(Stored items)
= Beginning of Section =

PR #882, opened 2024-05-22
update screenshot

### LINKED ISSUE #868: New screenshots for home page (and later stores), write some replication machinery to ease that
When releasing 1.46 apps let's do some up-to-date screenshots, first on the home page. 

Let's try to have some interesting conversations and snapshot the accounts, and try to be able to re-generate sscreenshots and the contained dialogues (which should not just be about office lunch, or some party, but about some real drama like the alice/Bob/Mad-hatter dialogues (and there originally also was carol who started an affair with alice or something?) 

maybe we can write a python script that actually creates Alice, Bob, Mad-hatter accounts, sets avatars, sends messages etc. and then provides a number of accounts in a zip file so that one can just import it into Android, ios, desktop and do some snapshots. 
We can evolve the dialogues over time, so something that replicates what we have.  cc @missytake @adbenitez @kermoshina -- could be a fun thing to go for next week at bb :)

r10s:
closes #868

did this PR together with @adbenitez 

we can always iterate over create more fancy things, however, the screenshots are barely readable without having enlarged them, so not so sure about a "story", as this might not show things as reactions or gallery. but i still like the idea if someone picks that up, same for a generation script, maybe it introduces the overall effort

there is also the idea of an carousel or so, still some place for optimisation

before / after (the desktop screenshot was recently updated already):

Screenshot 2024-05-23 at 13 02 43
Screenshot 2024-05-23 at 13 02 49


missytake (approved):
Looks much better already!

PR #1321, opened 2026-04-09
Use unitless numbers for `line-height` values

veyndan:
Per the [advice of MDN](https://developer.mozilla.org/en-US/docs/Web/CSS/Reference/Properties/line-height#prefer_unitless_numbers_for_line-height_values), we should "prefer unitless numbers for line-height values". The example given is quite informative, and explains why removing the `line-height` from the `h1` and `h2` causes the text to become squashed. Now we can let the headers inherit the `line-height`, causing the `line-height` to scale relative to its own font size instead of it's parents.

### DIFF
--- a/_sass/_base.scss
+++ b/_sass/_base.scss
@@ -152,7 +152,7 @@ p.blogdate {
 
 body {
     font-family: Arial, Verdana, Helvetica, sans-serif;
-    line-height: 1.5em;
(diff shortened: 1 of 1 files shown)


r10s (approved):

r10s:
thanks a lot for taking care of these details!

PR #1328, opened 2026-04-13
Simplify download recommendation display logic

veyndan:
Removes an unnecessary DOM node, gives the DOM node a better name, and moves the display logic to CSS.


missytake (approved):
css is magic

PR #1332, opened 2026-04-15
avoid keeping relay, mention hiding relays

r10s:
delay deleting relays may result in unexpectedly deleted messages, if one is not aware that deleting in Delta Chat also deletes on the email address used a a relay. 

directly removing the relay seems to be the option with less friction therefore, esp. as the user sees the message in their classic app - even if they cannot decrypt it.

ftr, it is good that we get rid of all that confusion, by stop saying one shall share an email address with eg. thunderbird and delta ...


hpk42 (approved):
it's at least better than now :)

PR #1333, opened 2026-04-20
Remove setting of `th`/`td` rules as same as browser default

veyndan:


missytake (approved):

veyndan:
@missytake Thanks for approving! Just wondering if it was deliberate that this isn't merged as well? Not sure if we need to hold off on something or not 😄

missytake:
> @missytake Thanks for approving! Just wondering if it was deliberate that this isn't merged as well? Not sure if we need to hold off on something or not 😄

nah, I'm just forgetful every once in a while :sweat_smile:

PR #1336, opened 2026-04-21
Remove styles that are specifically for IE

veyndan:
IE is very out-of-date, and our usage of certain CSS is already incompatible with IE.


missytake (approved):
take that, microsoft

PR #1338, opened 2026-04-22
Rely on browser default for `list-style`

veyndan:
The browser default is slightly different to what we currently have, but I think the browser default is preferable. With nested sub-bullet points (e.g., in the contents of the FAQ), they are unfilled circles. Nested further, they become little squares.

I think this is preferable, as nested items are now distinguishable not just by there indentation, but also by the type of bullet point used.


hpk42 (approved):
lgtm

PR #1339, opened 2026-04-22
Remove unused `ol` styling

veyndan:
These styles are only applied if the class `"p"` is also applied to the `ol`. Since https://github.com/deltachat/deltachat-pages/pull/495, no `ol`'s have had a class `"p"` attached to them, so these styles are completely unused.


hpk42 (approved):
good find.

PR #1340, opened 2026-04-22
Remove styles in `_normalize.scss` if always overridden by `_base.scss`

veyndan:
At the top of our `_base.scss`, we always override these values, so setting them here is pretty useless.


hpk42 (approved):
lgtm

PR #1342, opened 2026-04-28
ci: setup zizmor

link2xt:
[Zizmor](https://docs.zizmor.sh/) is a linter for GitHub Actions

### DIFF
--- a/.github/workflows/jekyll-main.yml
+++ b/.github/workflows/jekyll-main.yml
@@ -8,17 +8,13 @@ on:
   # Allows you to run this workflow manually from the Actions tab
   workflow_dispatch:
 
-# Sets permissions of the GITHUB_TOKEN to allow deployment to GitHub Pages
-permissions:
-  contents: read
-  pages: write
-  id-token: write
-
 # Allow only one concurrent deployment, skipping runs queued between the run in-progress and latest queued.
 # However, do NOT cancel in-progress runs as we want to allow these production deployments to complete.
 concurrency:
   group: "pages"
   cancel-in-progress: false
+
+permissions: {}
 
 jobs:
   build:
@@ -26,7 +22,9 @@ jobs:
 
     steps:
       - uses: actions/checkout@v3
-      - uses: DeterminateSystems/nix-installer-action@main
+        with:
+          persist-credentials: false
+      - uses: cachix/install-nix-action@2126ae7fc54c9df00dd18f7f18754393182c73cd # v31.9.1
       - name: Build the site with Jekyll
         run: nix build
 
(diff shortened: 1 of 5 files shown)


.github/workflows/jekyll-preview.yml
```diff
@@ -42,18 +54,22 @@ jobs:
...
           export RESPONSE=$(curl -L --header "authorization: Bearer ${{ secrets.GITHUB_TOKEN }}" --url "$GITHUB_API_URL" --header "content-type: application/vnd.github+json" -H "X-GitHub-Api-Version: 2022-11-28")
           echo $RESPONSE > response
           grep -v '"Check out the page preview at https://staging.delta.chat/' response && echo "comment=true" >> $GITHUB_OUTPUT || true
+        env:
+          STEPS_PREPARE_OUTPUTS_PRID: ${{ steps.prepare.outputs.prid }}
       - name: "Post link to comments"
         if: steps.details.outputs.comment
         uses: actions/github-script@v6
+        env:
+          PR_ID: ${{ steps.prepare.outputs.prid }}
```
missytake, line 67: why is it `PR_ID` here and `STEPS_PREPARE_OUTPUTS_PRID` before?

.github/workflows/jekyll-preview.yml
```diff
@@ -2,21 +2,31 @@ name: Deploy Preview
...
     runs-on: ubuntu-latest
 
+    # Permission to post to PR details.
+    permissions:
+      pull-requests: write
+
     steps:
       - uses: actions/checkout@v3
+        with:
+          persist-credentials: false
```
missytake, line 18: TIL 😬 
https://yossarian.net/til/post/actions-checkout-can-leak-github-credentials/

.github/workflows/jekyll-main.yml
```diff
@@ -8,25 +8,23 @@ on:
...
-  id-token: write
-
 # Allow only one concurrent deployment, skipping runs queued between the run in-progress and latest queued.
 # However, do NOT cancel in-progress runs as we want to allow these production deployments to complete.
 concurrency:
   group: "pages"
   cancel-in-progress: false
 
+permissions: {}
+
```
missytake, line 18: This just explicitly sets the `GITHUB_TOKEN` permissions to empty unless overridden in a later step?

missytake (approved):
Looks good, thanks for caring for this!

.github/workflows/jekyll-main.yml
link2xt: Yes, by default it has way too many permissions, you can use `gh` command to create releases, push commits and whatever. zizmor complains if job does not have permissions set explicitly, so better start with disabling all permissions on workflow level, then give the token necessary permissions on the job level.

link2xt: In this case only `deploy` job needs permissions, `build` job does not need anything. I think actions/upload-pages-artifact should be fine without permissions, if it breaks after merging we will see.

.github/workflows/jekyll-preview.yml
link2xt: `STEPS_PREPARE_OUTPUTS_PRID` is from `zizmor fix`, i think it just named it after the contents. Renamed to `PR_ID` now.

= End of Section =

- The problem:
Extract every line above that contains the word "files".

- Answer section:
(diff shortened: 1 of 1 files shown)
(diff shortened: 1 of 5 files shown)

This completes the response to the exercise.